═══ The input ═══

PR #1806, opened 2025-08-06
feat: add --unshare-home flag for isolated home directories

stone-w4tch3r:
# Add --unshare-home flag for isolated containers

## What this does

Adds a new `--unshare-home` flag that creates containers without mounting your host home directory. The container gets its own isolated home instead.

## How it works

- New flag in `distrobox create --unshare-home`
- Container gets labeled so `distrobox enter` knows it's unshared
- Home directory mounting is skipped during creation
- Container creates its own home directory on first entry
- `--unshare-all` now includes this flag automatically

## Why you'd want this

I've been working with AI agents and realized I needed better isolation. These tools can be unpredictable and might access files they shouldn't. With `--unshare-home`, I can run potentially dangerous code knowing it can't touch my personal files, configs, or SSH keys.

It's also useful for testing untrusted software or creating clean development environments.

## Testing

I'll attach detailed testing docs in the next message showing how to verify this works correctly across different distros and use cases.

### DIFF
--- a/PR_DESCRIPTION.md
+++ b/PR_DESCRIPTION.md
@@ -1,0 +1,23 @@
+# Add --unshare-home flag for isolated containers
+
+## What this does
+
+Adds a new `--unshare-home` flag that creates containers without mounting your host home directory. The container gets its own isolated home instead.
+
+## How it works
+
+- New flag in `distrobox create --unshare-home`
+- Container gets labeled so `distrobox enter` knows it's unshared
+- Home directory mounting is skipped during creation
+- Container creates its own home directory on first entry
+- `--unshare-all` now includes this flag automatically
+
+## Why you'd want this
+
+I've been working with AI agents and realized I needed better isolation. These tools can be unpredictable and might access files they shouldn't. With `--unshare-home`, I can run potentially dangerous code knowing it can't touch my personal files, configs, or SSH keys.
+
+It's also useful for testing untrusted software or creating clean development environments.
+
+## Testing
+
+I'll attach detailed testing docs in the next message showing how to verify this works correctly across different distros and use cases.
--- a/completions/zsh/_distrobox-create
+++ b/completions/zsh/_distrobox-create
@@ -23,6 +23,7 @@ _distrobox-create() {
         '--nvidia[Try to integrate host nVidia drivers into the guest]'
         '--unshare-devsys[Do not share host devices and sysfs dirs from host]'
         '--unshare-groups[Do not forward users additional groups into the container]'
+        '--unshare-home[Do not share host home directory with container]'
         '--unshare-ipc[Do not share ipc namespace with host]'
         '--unshare-netns[Do not share the net namespace with host]'
         '--unshare-process[Do not share process namespace with host]'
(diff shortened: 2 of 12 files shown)


89luca89:
Hi @stone-w4tch3r thanks for your work
to be honest i'm not really interested in having unshared homes, I'm ok with custom homes (like we have) but the point of distrobox is *integration* not *isolation*, and this is well explicit in the readme here: https://github.com/89luca89/distrobox?tab=readme-ov-file#security-implications

If you need more isolation, you might want to use raw podman or docker, and distrobox is not the right tool for the job

Thanks anyway for your work and effort

Cloudwalk9:
@89luca89

The issue at hand is fundamentally state isolation. This has nothing to do with security. This PR may not be the solution but a recent LWN article indicated you won't accept any patches that try to isolate $HOME and I hope this isn't the case.

The problem is, many tools (pip, pipx in particular, and npm, cargo, rustup, etc) read from and write to $HOME, especially under .config, .cache, .local... even go writes its own state. Distrobox by default allows container and host state in $HOME to comingle and there's lots of software that will transparently read and write to these directories and mutate state of the host and even other Distrobox containers, leading to subtle breakage, non-reproducible environments, and unnecessary headache.

This design has a "smell" to it. When I create a new container, I don't expect perfect isolation, because indeed that's not the purpose of Distrobox. It's meant to integrate with the host. But I expect container state to be fresh.

What we have now looks nice and seems to work until you deviate from the happy path or run into an edge case. The solution could be to isolate the XDG standard directories. Using --home is not only unwieldy but is an all or nothing solution when one perhaps doesn't want it to be. And it doesn't need to be.

There is no slippery slope. The problem is bounded and the solution is not at odds with host integration.

stone-w4tch3r:
For me, the code in this PR actually was too unstable. When using --unshare-home + trying to mount only folders I needed, eg `~/my-git/project`, `~/.claude`, `~/.other-important-config/`, docker container was occasionally exploding during complex manipulations, eg when trying to install system-level dependencies like `flatpak-builder` into it, due to 15+ overlapping mounts in summary

So it's kinda good this code not reached public 😅

For the described home pollution case, I use --home, it's usually enough. But it's sad that this is not default option, because any distrobox creation without --home specified results in complex $HOME pollution and even potentially breakage, in case of eg python

Anyway, I think modern problems like dev AI isolation are not well aligned with current course of distrobox. And sh-based implementaiton is, ugh, bug-prone, to say at least

I think we may need new distrobox implementation 😁, probably python based, to avoid multiple sh related bugs like string escaping + maybe introduce plugins arch. I have some ideas on trying to port distrobox to python (with minimized AI usage to avoid issues), but this is too much work for me alone rn

salim-b:
> I think we may need new distrobox implementation 😁, probably python based, to avoid multiple sh related bugs like string escaping + maybe introduce plugins arch. I have some ideas on trying to port distrobox to python (with minimized AI usage to avoid issues), but this is too much work for me alone rn

You might be interested in [Litterbox](https://litterbox.work/) that was recently [introduced here](https://github.com/89luca89/distrobox/issues/28#issuecomment-3577424406). It's written in Rust and appears promising. I didn't test (or need) it yet, though.

89luca89:
> A compromise would be to set a default "prefix" directory owned by Distrobox like .wine and $WINEPREFIX, so --home could be passed without parameters and Distrobox could make one by itself. That would make it 10x more wieldy.

Like this you mean? https://github.com/89luca89/distrobox/blob/91d2d77106e41bafdebb0b347eb5716822272217/distrobox-create#L28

═══

» Exercise instructions
Reply with one number only: the count of lines in the entries that contain "configs".

» Output below
2